### PROMPT
Take every line from the records below that includes the word "opened".

Stored data entries
PR #15825, opened 2025-07-28
internal: run server and new worker when using `ak server` in debug mode

BeryJu:
## Details

Also changes the PID file behaviour to only generate the name and let the application create the file

---

## Checklist

If applicable


rissson (approved):
apart from the `--watch` thing, LGTM.

Do we want to add an option to avoid worker start with debug=true, so that one can still start it manually separately from the server?

GirlBossRush (approved):

PR #15861, opened 2025-07-29
website/integrations: add profile scope to nextcloud oidc

rattencreep:
When configuring the OpenID Connect user backend app, the  scope profile is missing. Without that, auto-provisioned users will have the display name set to the account name - which is not easily human readable.


dewi-tik (approved):
Thanks for this @rattencreep

dominic-r (approved):
Thanks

### RESULT FOR THIS EXERCISE
PR #15825, opened 2025-07-28
PR #15861, opened 2025-07-29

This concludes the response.